Additionally, we are in the process of evaluating the benefits of relying on the other reduced reporting requirements provided by the JOBS Act. Subject to certain conditions set forth in the JOBS Act, if, as an “emerging growth company,” we choose to rely on such exemptions we may not be required to, among other things, (i) provide an independent registered public accounting firm’s attestation report on our system of internal control over financial reporting pursuant to Section 404, (ii) provide all of the compensation disclosure that may be required of non-emerging growth public companies under the Dodd-Frank Wall Street Reform and Consumer Protection Act, (iii) comply with any requirement that may be adopted by the PCAOB regarding mandatory audit firm rotation or a supplement to the independent registered public accounting firm’s report providing additional information about the audit and the financial statements (auditor discussion and analysis), and (iv) disclose certain executive compensation related items such as the correlation between executive compensation and performance and comparisons of the CEO’s compensation to median employee compensation.
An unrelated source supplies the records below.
Issue #803, opened 2018-04-09
HTTP_X_SCRIPT_NAME not removed from PATH_INFO


drwilly:
I just migrated from radicale 1 to 2. My setup is nginx -> uwsgi -> radicale.
I used to rely on the `base_prefix` in radicale's config to get the `SCRIPT_NAME` and `PATH_INFO` parameters right which apparently is no longer possible.
My understanding of the parameter `HTTP_X_SCRIPT_NAME` is that it should overwrite `SCRIPT_NAME` and be stripped off of `PATH_INFO`. So if `HTTP_X_SCRIPT_NAME = /radicale` and `PATH_INFO = /radicale/myuser/` then the latter should be rewritten to `/myuser/`.
However that does not seem to be the case: https://github.com/Kozea/Radicale/blob/master/radicale/__init__.py#L404

Unrud:
This is the expected behaviour (see https://www.python.org/dev/peps/pep-0333/).
My suspicion is that **nginx** is not configured correctly: http://radicale.org/proxy/
The trailing slash causes **nginx** to strip ``/radicale`` from the path.

pbiering:
@chripo : is this still an issue with Radicale major version 3? If not, please close.

pbiering:
I've did a major review of the "apache" reverse proxy config example (supporting 4 different flavors) and stored a template in the repository now: https://github.com/Kozea/Radicale/blob/master/contrib/apache/radicale.conf

Can you please align your "nginx" configuration and check whether the issue disappears then?

PR #804, opened 2018-04-12
support HTTP_X_PATH_INFO

chripo:
there is an issue by detecting PATH_INFO like described in #803 
In Apache mod_proxy_fcgi module >=2.4.26 is a possibility to set / override PATH_INFO and SCRIPT_NAME per `ProxyFCGISetEnvIf` directive.
this patch allows to override PATH_INFO with HTTP_X_PATH_INFO for earlier versions and more restrictive setups.


pbiering:
@chripo : is this still an issue with Radicale major version 3? If not, please close.

pbiering:

PR #853, opened 2018-08-09
fix datetime parsing

aganzha:
Hello!

Just started Radicale in Docker and found that dates coming from DAVDroid are not parsed correctly.
Did not tested on other clients yet, so, perhaps it is not relevant to them.


Unrud:
Please create the pull request at https://github.com/eventable/vobject/

PR #862, opened 2018-08-24
Add missing cls paramter to class method.

tasn:
This fixes a bug introduced in 2.1.10. It was essentially causing Radicale to
break if the storage backend didn't not implement the newly added class
function.
This broke the EteSync backend.


tasn:
Seems to be fixed in master.

PR #875, opened 2018-09-23
[RFC][rights] Allow slash in sane_path

jspricke:
If the sane_path contains more then one slash, the rights backend
blocked the access, instead of granting rw permissions.

### DIFF
--- a/radicale/rights/authenticated.py
+++ b/radicale/rights/authenticated.py
@@ -30,6 +30,6 @@ class Rights(rights.BaseRights):
         sane_path = pathutils.strip_path(path)
         if "/" not in sane_path:
             return rights.intersect_permissions(permissions, "RW")
-        if sane_path.count("/") == 1:
+        if sane_path.count("/") >= 1:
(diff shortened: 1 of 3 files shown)


jspricke:
My storage plugin [radicale-remind](https://github.com/jspricke/radicale-remind) uses the real filesystem path in the URI. This could contain more then one slash and with 1bdc47bf it does not work anymore. Was this change on purpose or could we switch to something like `path.endswith("/")` maybe?
I can adopt the tests once we agreed on a solution.

Unrud:
The change will only be included in Radicale >=3, because it breaks backwards compatibility.
You can always use the ``from_file`` rights backend for custom rules.
I changed it, because clients can't automatically discover collections that are not direct children of the principal collection.

jspricke:
For me it's a regression from 2.1.9 where this was working and Davdroid discovers all descendants (didn't test 2.1.10 yet). So this sounds like a regression to me.

Issue #750, opened 2017-12-08
Can't import .ics file from OwnCloud


conchyliculture:
I installed Radicale in a Debian Sid environment with pip3
```
# radicale --version
2.1.8
```
I exported my calendar from owncloud as a  cal.ics file. I moved this file to my storage folder in Radicale:
`filesystem_folder/collection-root/user/cal.ics`, and made sure permissions were correctly sef.
After logging on the web interface, I am greeted with an error 500.

The Radicale log crashes with :

```
2017-12-08 11:10:25,266 - [7fbedb466700] INFO: Successful login: 'user'
2017-12-08 11:10:25,270 - [7fbedb466700] DEBUG: 'user' has read and write access to collection 'user'
2017-12-08 11:10:25,285 - [7fbedb466700] ERROR: An exception occurred during PROPFIND request on '/user/': Failed to load item 'cal.ics' in 'user': Item type 'VCALENDAR' not supported in generic collection
```
This shortened version of my cal.ics file also triggers the error:
```
BEGIN:VCALENDAR 
VERSION:2.0 
PRODID:ownCloud Calendar 0.6.4 
X-WR-CALNAME:cal 
BEGIN:VEVENT 
DTSTAMP:20140107T165713Z 
DTSTART;TZID=Europe/London:20140107T174000 
DTEND;TZID=Europe/London:20140107T184000 
SUMMARY:Lol 
DESCRIPTION:Test 
CLASS:PUBLIC 
STATUS:CONFIRMED 
UID:3cd9a5cb-1c0b-4311-b07b-39572de59d67-caldavsyncadapter 
BEGIN:VALARM 
TRIGGER;VALUE=DURATION:-PT120M 
DESCRIPTION:caldavsyncadapter standard description 
ACTION:DISPLAY 
END:VALARM 
BEGIN:VALARM 
TRIGGER;VALUE=DURATION:-PT60M 
DESCRIPTION:caldavsyncadapter standard description 
ACTION:DISPLAY 
END:VALARM 
END:VEVENT 
END:VCALENDAR 
```

Is there maybe another way to import ICS files in Radicale?

Unrud:
> I moved this file to my storage folder in Radicale

This doesn't work: [Storage Layout](http://radicale.org/storage/#layout)

> Is there maybe another way to import ICS files in Radicale?

```
curl -u 'user:password' -X PUT http://localhost:5232/user/calendar --data-binary @cal.ics
```

[...]

PR #892, opened 2018-11-14
Add manual import of existing calendar to documentation

GuiOm:
Hello,
I had to import an existing calendar, but I didn't find an how to in the documentation.
Based on your reply here : https://github.com/Kozea/Radicale/issues/750 I added the curl command in clients.md to import an ics file.

### DIFF
--- a/clients.md
+++ b/clients.md
@@ -159,3 +159,11 @@ Delete the collections by running something like:
 ```shell
 $ curl -u user -X DELETE 'http://localhost:5232/user/calendar'
 ```
+
+## Manual import of existing calendar
+
+To import an already existing calendar, download its ics file then :
+
+```shell
+curl -L -u "user" -X PUT http://localhost:5232/user/calendar --data-binary @calendar.ics
+```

These exemptions will apply for a period of five years following the completion of the Initial Public Offering or until we are no longer an “emerging growth company,” whichever is earlier.

Item 3. Quantitative and Qualitative Disclosures About Market Risk

As of March 31, 2023, we were not subject to any material market or interest rate risk. Following the consummation of our Initial Public Offering, the net proceeds of the Initial Public Offering and the Private Placement, including amounts in the Trust Account, were invested in U.S. government treasury obligations with a maturity of 185 days or less or in money market funds meeting certain conditions under Rule 2a 7 under the Investment Company Act. Due to the short-term nature of these investments, we believe there was no associated material exposure to interest rate risk.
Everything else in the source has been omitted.